## What you need to do
The records that follow should be copied in full, exactly as they read.
-- Opening Marker --
PR #1654, opened 2024-01-29
Remove support for "multiattach" on blockstorage_volume_v3

nikParasyr:
Remove the deprecated "multiattach" option on blockstorage_volume_v3. This includes both the resource and the data-source. To create a multiattach volume, a multiattach-enabled volume-type has to be used. Update the docs to provide such an example.

Part of #1660


kayrus (approved):
LGTM, thanks!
-- Closing Marker --
## Expected output
PR #1654, opened 2024-01-29
Remove support for "multiattach" on blockstorage_volume_v3

nikParasyr:
Remove the deprecated "multiattach" option on blockstorage_volume_v3. This includes both the resource and the data-source. To create a multiattach volume, a multiattach-enabled volume-type has to be used. Update the docs to provide such an example.

Part of #1660


kayrus (approved):
LGTM, thanks!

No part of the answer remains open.